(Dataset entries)
++++++

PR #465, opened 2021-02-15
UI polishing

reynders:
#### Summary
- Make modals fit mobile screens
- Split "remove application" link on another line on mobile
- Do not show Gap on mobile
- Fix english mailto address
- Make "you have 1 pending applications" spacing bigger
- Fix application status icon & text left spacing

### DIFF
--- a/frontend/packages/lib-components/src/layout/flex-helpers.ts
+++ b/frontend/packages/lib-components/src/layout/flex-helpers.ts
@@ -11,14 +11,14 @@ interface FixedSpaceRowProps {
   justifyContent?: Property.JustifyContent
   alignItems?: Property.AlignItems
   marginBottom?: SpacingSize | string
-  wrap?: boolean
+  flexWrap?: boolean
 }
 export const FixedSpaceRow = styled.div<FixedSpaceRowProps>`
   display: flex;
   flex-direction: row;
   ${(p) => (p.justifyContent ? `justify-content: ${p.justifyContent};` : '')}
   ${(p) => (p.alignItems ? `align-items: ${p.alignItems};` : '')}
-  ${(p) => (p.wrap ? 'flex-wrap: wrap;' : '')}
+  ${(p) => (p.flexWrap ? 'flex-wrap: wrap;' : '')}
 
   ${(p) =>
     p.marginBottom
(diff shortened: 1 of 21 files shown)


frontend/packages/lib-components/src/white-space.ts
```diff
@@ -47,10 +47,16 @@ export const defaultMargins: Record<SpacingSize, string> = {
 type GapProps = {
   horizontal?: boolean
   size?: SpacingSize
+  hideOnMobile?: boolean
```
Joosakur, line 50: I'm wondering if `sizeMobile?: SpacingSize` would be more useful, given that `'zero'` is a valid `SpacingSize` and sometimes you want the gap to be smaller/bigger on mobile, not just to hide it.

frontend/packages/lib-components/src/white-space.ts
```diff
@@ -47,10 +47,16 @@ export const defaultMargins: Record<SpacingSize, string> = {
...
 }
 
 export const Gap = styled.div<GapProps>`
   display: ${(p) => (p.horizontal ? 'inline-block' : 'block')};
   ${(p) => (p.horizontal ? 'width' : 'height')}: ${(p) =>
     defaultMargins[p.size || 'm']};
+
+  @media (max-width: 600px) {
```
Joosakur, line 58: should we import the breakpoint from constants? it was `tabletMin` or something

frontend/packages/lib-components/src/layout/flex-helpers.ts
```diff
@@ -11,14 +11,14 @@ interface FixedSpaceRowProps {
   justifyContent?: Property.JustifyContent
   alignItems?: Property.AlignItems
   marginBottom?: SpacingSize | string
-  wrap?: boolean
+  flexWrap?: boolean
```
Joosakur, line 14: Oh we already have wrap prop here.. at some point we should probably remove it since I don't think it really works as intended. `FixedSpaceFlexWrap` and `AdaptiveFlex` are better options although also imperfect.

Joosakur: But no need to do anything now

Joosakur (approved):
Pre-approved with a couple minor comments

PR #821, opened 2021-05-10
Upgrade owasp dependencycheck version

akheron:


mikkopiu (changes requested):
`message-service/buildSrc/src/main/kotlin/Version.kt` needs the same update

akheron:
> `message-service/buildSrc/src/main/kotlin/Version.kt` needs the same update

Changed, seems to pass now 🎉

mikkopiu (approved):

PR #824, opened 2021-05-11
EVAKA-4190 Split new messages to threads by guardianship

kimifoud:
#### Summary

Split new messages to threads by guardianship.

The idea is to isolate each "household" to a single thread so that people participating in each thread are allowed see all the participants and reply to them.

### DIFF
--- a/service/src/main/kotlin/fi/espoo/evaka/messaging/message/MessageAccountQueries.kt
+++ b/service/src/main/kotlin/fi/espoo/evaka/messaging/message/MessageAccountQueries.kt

++++++

* _Exercise objective_: Lines of the data above that include the string "approved" must each be copied.

* _Result of this exercise_:
Joosakur (approved):
Pre-approved with a couple minor comments
mikkopiu (approved):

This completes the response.